§ **ENTRIES SHOWN**:

PR #3400, opened 2021-08-09
[NUI] Add CursorPositionChanged Event

abdullehghujeh:
Add CursorPositionChanged event, 
which will be called every time the cursor moves.

editor.CursorCursorPositionChanged += (s, e) =>
{
    e.OldCursorPosition; //cursor position before the change
};

related patch : https://review.tizen.org/gerrit/c/platform/core/uifw/dali-toolkit/+/262362

### DIFF
--- a/src/Tizen.NUI/src/public/BaseComponents/TextEditorEvent.cs
+++ b/src/Tizen.NUI/src/public/BaseComponents/TextEditorEvent.cs
@@ -315,7 +315,7 @@ namespace Tizen.NUI.BaseComponents
                 CursorPositionChangedEventArgs e = new CursorPositionChangedEventArgs();
 
                 // Populate all members of "e" (CursorPositionChangedEventArgs) with real data
-                e.CursorPosition = oldPosition;
+                e.OldCursorPosition = oldPosition;
 
                 //here we send all data to user event handlers
                 textEditorCursorPositionChangedEventHandler?.Invoke(this, e);
--- a/src/Tizen.NUI/src/public/BaseComponents/TextEditorEvent.cs
+++ b/src/Tizen.NUI/src/public/BaseComponents/TextEditorEvent.cs
@@ -318,7 +318,7 @@ namespace Tizen.NUI.BaseComponents
                 e.CursorPosition = oldPosition;
 
                 //here we send all data to user event handlers
-                textEditorCursorPositionChangedEventHandler(this, e);
+                textEditorCursorPositionChangedEventHandler?.Invoke(this, e);
             }
         }
 
--- a/src/Tizen.NUI/src/public/BaseComponents/TextEditorEvent.cs
+++ b/src/Tizen.NUI/src/public/BaseComponents/TextEditorEvent.cs
@@ -52,7 +52,7 @@ namespace Tizen.NUI.BaseComponents
         private delegate void ScrollStateChangedCallbackDelegate(IntPtr textEditor, ScrollState state);
 
         [UnmanagedFunctionPointer(CallingConvention.StdCall)]
-        private delegate void CursorPositionChangedCallbackDelegate(IntPtr textEditor, uint oldPosition, uint newPosition);
+        private delegate void CursorPositionChangedCallbackDelegate(IntPtr textEditor, uint oldPosition);
 
         [UnmanagedFunctionPointer(CallingConvention.StdCall)]
         private delegate void MaxLengthReachedCallbackDelegate(IntPtr textEditor);
@@ -308,15 +308,14 @@ namespace Tizen.NUI.BaseComponents
             }
         }
 
-        private void OnCursorPositionChanged(IntPtr textEditor, uint oldPosition, uint newPosition)
+        private void OnCursorPositionChanged(IntPtr textEditor, uint oldPosition)
         {
             if (textEditorCursorPositionChangedEventHandler != null)
             {
                 CursorPositionChangedEventArgs e = new CursorPositionChangedEventArgs();
 
                 // Populate all members of "e" (CursorPositionChangedEventArgs) with real data
-                e.OldCursorPosition = oldPosition;
-                e.CursorPosition = newPosition;
+                e.CursorPosition = oldPosition;
 
                 //here we send all data to user event handlers
                 textEditorCursorPositionChangedEventHandler(this, e);
--- a/src/Tizen.NUI/src/public/BaseComponents/TextEditorEvent.cs
+++ b/src/Tizen.NUI/src/public/BaseComponents/TextEditorEvent.cs
@@ -33,6 +33,9 @@ namespace Tizen.NUI.BaseComponents
         private EventHandler<ScrollStateChangedEventArgs> textEditorScrollStateChangedEventHandler;
         private ScrollStateChangedCallbackDelegate textEditorScrollStateChangedCallbackDelegate;
 
+        private EventHandler<CursorMovedEventArgs> textEditorCursorMovedEventHandler;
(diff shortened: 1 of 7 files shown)


src/Tizen.NUI/src/public/BaseComponents/TextEditorEvent.cs
```diff
@@ -371,6 +426,27 @@ public ScrollState ScrollState
...
 
+        /// <summary>
+        /// The CursorMoved event arguments.
+        /// </summary>
+        public class CursorMovedEventArgs : EventArgs
+        {
+            /// <summary>
+            /// TextEditor.
+            /// </summary>
+            public TextEditor TextEditor { get; set;}
```
myroot, line 437: I think this property is not need, because sender will be TextEditor

src/Tizen.NUI/src/public/BaseComponents/TextEditorEvent.cs
```diff
@@ -371,6 +426,27 @@ public ScrollState ScrollState
...
+
+            /// <summary>
+            /// cursor postion before the move.
+            /// </summary>
+            public uint OldCursorPosition { get; set;}
+
+            /// <summary>
+            /// cursor postion after the move.
+            /// </summary>
+            public uint NewCursorPosition { get; set;}
```
myroot, line 447: How about?
```suggestion
            public uint CursorPosition { get; set; }
```

src/Tizen.NUI/src/public/BaseComponents/TextFieldEvent.cs
```diff
@@ -73,6 +78,32 @@ public partial class TextField
             }
         }
 
+        /// <summary>
+        /// The CursorMoved event.
+        /// </summary>
+        /// This will be public opened after ACR done. Before ACR, need to be hidden as inhouse API.
+        [EditorBrowsable(EditorBrowsableState.Never)]
+        public event EventHandler<CursorMovedEventArgs> CursorMoved
```
myroot, line 86: How about renamed to `CursorPositionChanged`? because TextEditor provide `CursorPosition` and it inform changes of `CursorPosition`
```suggestion
        public event EventHandler<CursorMovedEventArgs> CursorPositionChanged
```

src/Tizen.NUI/src/public/BaseComponents/TextFieldEvent.cs
```diff
@@ -268,6 +322,27 @@ public TextField TextField
             }
         }
 
+        /// <summary>
+        /// The CursorMoved event arguments.
+        /// </summary>
+        public class CursorMovedEventArgs : EventArgs
```
myroot, line 328: Do not use nested class

❌ DO NOT use public nested types as a logical grouping construct; use namespaces for this.
https://docs.microsoft.com/en-us/dotnet/standard/design-guidelines/nested-types

src/Tizen.NUI/src/public/BaseComponents/TextEditorEvent.cs
myroot: Remove TextEditor property and extract to public class (not nested) and then share with `TextField` class

abdullehghujeh: Done

src/Tizen.NUI/src/public/BaseComponents/TextEvent.cs
```diff
@@ -47,4 +47,23 @@ public class InputFilteredEventArgs : EventArgs
...
+    /// The CursorPositionChanged event arguments.
+    /// </summary>
+    [EditorBrowsable(EditorBrowsableState.Never)]
+    public class CursorPositionChangedEventArgs : EventArgs
+    {
+        /// <summary>
+        /// cursor postion before the change.
+        /// </summary>
+        [EditorBrowsable(EditorBrowsableState.Never)]
+        public uint OldCursorPosition { get; set; }
```
myroot, line 61: I can't found any event args that provide old value in NUI. for the consistency how about remove OldCursorPosition?

src/Tizen.NUI/src/public/BaseComponents/TextFieldEvent.cs
```diff
@@ -208,6 +246,21 @@ private void OnTextChanged(IntPtr textField)
...
+            if (textFieldCursorPositionChangedEventHandler != null)
+            {
+                CursorPositionChangedEventArgs e = new CursorPositionChangedEventArgs();
+
+                // Populate all members of "e" (CursorPositionChangedEventArgs) with real data
+                e.OldCursorPosition = oldPosition;
+                e.CursorPosition = newPosition;
+
+                //here we send all data to user event handlers
+                textFieldCursorPositionChangedEventHandler(this, e);
```
myroot, line 260:
```suggestion
                textFieldCursorPositionChangedEventHandler?.Invoke(this, e);
```

src/Tizen.NUI/src/public/BaseComponents/TextFieldEvent.cs
```diff
@@ -208,6 +246,20 @@ private void OnTextChanged(IntPtr textField)
...
         }
 
+        private void OnCursorPositionChanged(IntPtr textField, uint oldPosition)
+        {
+            if (textFieldCursorPositionChangedEventHandler != null)
+            {
+                CursorPositionChangedEventArgs e = new CursorPositionChangedEventArgs();
+
+                // Populate all members of "e" (CursorPositionChangedEventArgs) with real data
+                e.CursorPosition = oldPosition;
```
wonrst, line 256: The name is CursorPosition, but it is actually OldCursorPosition.
This can be confusing to users.
I think this should be "OldCursorPosition".

But you don't have to provide it now, As you know, now we dont't have time.
We have already implemented this in DALi, so you can add it later as needed.

abdullehghujeh: So you mean for now this will be without event args ? remove CursorPositionChangedEventArgs class?

wonrst: I think OldPosition can be implemented easily in the app.
However, we have always been criticized for poor usability.
So I think this may be provided.
What do you think? I think this can be decided by us.
If you remove CursorPositionChangedEventArgs , you should also remove SelectionChangedEventArgs, for consistency.

abdullehghujeh: I think it is better to keep old position as event args, it is more convenient for the user if he is interested in the old value.
for the naming, if I use OldCursorPosition doesn't this imply that there is a NewCursorPosition ?

wonrst:
```
I think it is better to keep old position as event args, it is more convenient for the user if he is interested in the old value.
```
Ok, I agree with you.

```
for the naming, if I use OldCursorPosition doesn't this imply that there is a NewCursorPosition ?
```
However, if there is only CursorPosition in the event args, it seems to cause confusion for users. Isn't it?

abdullehghujeh: yes it could, but reading the docs should clear things.

abdullehghujeh: anyway I have changed it to Old

wonrst (approved):

Seoyeon2Kim (approved):
Looks good to me.

wonrst (approved):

§ **ACTIVITY**: Show the lines of the data that hold the word "However".

§ **RESPONSE BELOW**:
However, we have always been criticized for poor usability.
However, if there is only CursorPosition in the event args, it seems to cause confusion for users. Isn't it?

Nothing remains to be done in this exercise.